-- GIVEN DATA follows --
PR #370, opened 2018-01-05
ADD : Simple aggregate operations for $project

fpozzobon:
Hi all,

Please correct me if I'm wrong but I think $min / $max / $avg / $sum operations behave the same for $group and $project.

### DIFF
--- a/mongomock/collection.py
+++ b/mongomock/collection.py
@@ -42,7 +42,6 @@ from sentinels import NOTHING
 from six import iteritems
 from six import iterkeys
 from six import itervalues
-from six import MAXSIZE
 from six import string_types
 from six import text_type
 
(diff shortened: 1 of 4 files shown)


mongomock/collection.py
```diff
@@ -255,15 +255,15 @@ def execute(self, write_concern=None):
     def add_insert(self, doc):
         self.insert(doc)
 
-    def add_update(self, selector, doc, multi, upsert, collation=None):
+    def add_update(self, selector, doc, multi, upsert, collation=None, array_filters=None):
```
pcorpet: As explained in the mongomock doc:
>  In such cases it is better to throw NotImplementedError than implement a modified version of the original behavior.

Please raise a `NotImplementedError` if array_filters is not `None`.

tests/test__mongomock.py
```diff
@@ -1704,6 +1704,14 @@ def test__aggregate20(self):
         ]
         self.cmp.compare.aggregate(pipeline)
 
+    def test__aggregate20b(self):
```
pcorpet: Please continue counting and move it at the bottom of the tests.

tests/test__mongomock.py
```diff
@@ -1704,6 +1704,14 @@ def test__aggregate20(self):
...
+        pipeline = [
+            {'$project': {'_id': 0, 'max': {'$max': [5, 9, 1]},
```
pcorpet: There are no tests including references to values like `$a`, or `$b`. Either add an extra test for it, or cover this case here.

mongomock/collection.py
```diff
@@ -1553,18 +1575,10 @@ def _extend_collection(out_collection, field, expression):
...
-                                        doc_dict[field] = sum(values) / max(len(values), 1)
-                                    elif operator == "$min":
-                                        val_it = (val or MAXSIZE for val in values)
-                                        doc_dict[field] = min(val_it)
-                                    elif operator == "$max":
-                                        val_it = (val or -MAXSIZE for val in values)
-                                        doc_dict[field] = max(val_it)
+                                    if operator in aggregate_operators:
+                                        doc_dict[field] = _handle_aggregate_operator(operator,
+                                                                                     values,
```
pcorpet: I suggest you break after `(` that would make a more readable code.

mongomock/collection.py
```diff
@@ -1553,18 +1575,10 @@ def _extend_collection(out_collection, field, expression):
...
+                                                                                     doc_dict)
                                     elif operator == "$first":
```
pcorpet: I suggest you use the `group_operators` few line above (l.1565 in your new code) and that you have the final else to that chain here handling group operators that are not implemented yet.

mongomock/collection.py
```diff
@@ -1454,13 +1480,9 @@ def _handle_date_operator(operator, values, doc_dict):
...
 
         def _handle_project_operator(operator, values, doc_dict):
-            if operator == '$min':
-                if len(values) > 2:
-                    raise NotImplementedError("Although %d is a valid amount of elements in "
-                                              "aggregation pipeline, it is currently not "
-                                              " implemented in Mongomock" % len(values))
-                return min(_parse_expression(values[0], doc_dict),
-                           _parse_expression(values[1], doc_dict))
+
```
pcorpet: Please drop that blank line.

mongomock/collection.py
```diff
@@ -1359,6 +1367,24 @@ def aggregate(self, pipeline, **kwargs):
             '$millisecond',
             '$dateToString']
 
+        def _handle_aggregate_operator(operator, values, doc_dict):
+            if operator == "$sum":
+                val_it = (_parse_expression(val, doc_dict) or 0 for val in values)
```
pcorpet: Actually, I've realized that you parse those expression twice in the case of a group, which is not a good idea. I'll try to factorize but without this problem.

PR #373, opened 2018-01-18
Avoid useless data copy in collection when only looking for document count

touilleMan:
This provide a pretty serious boost when inserting data (given each insert has to search for the number of document with the id of the newly inserted document)


vmalloc:
@touilleMan thanks!

Issue #378, opened 2018-02-11
Collation not supported for `Collection.find()`


CalgaryMichael:
I have received the following error when attempting to call mongomock `Collection.find()` via pyMODM:
```
Traceback (most recent call last):
  File "/Users/calgarymichael/_git/ubqt/ubqt-core/tests/unit_tests/mock_tests/test_mock_queryset.py", line 34, in test_raw
    self.assertTrue(isinstance(results[0], TestModel))
  File "/Users/calgarymichael/.envs/ubqt/lib/python3.6/site-packages/pymodm/queryset.py", line 563, in __getitem__
    return clone.skip(key).first()
  File "/Users/calgarymichael/.envs/ubqt/lib/python3.6/site-packages/pymodm/queryset.py", line 127, in first
    return next(iter(self.limit(-1)))
  File "/Users/calgarymichael/.envs/ubqt/lib/python3.6/site-packages/pymodm/queryset.py", line 543, in __iter__
    return (to_instance(doc) for doc in self._get_raw_cursor())
  File "/Users/calgarymichael/.envs/ubqt/lib/python3.6/site-packages/pymodm/queryset.py", line 533, in _get_raw_cursor
    collation=self._collation)
TypeError: find() got an unexpected keyword argument 'collation'
```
-- GIVEN DATA concluded --
[WHAT IS NEEDED] Pick every line containing the word "tests" out of the material, and copy those lines.

[RESULT OF THE TASK]
tests/test__mongomock.py
pcorpet: Please continue counting and move it at the bottom of the tests.
tests/test__mongomock.py
pcorpet: There are no tests including references to values like `$a`, or `$b`. Either add an extra test for it, or cover this case here.
  File "/Users/calgarymichael/_git/ubqt/ubqt-core/tests/unit_tests/mock_tests/test_mock_queryset.py", line 34, in test_raw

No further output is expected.